Mr Riemer said the Australian market did not need another supplier solely focused on AI tools.

“Australian businesses don’t need another AI vendor right now. They need a partner who’s already done the hard work, who knows where AI implementations are stalling, how the wrong company culture can undermine change, and how to build the internal capacity to make AI stick.”

“We’ve spent 10 years at ANZ learning those lessons and we’re bringing all of that here.”

Quanton said this works across readiness assessment, implementation and executive enablement, and is aimed at helping clients build internal capacity rather than relying on external advisors long-term.

leadership focus

The company also used the announcement to highlight its Executive AI Leadership Program for C-suite executives. Quanton said the program combines AI transformation strategy with behavioral science leadership and is co-directed by Green and behavioral science expert Mark Carter.

Green said companies that are more advanced in AI adoption tend to share similar organizational characteristics.

“Organizations that are winning with AI today have three things in common,” says Green.

“They are aligning executives on what AI is actually for. They are investing in change infrastructure, not just the tools, but people, governance, and culture.
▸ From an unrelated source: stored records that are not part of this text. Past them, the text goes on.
PR #40, opened 2021-04-29
fix: update mock generic config service

aaron-steinfeld:
## Description
When using inline mocks, we want to use the real bind service in our mock config service. Also bumped some services.

### DIFF
--- a/config-service-api/src/testFixtures/java/org/hypertrace/config/service/test/MockGenericConfigService.java
+++ b/config-service-api/src/testFixtures/java/org/hypertrace/config/service/test/MockGenericConfigService.java
@@ -62,6 +62,11 @@ public class MockGenericConfigService {
       Mockito.mock(
           ConfigServiceImplBase.class,
           invocation -> { // Error if unmocked called so we don't hang waiting for streamobserver
+            if (invocation
+                .getMethod()
+                .equals(ConfigServiceImplBase.class.getMethod("bindService"))) {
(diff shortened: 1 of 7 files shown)


config-service-api/src/testFixtures/java/org/hypertrace/config/service/test/MockGenericConfigService.java
```diff
@@ -62,6 +62,11 @@
       Mockito.mock(
           ConfigServiceImplBase.class,
           invocation -> { // Error if unmocked called so we don't hang waiting for streamobserver
+            if (invocation
```
pavan-traceable, line 65: Just curious, why is it needed now ? We have mocked all methods in config service right.

pavan-traceable (approved):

And they start by looking clearly at where they actually are, not where they want to be. Most organizations are missing at least two of those three.”

He said much of the executive training offered on the market still focuses too much on explaining technology rather than preparing leaders to manage organizational change.

“Most AI leadership programs teach about technology,” Green says.

“This builds the ability to really lead change in strategy, governance, culture and AI, as well as the accountability of colleagues and the right technology to make it ingrained. We saw real demand and launched the program with global corporate leadership in Asia Pacific. They quickly understood the value of what was on offer and over the next four months sessions will be run in Sydney, Singapore and Auckland.”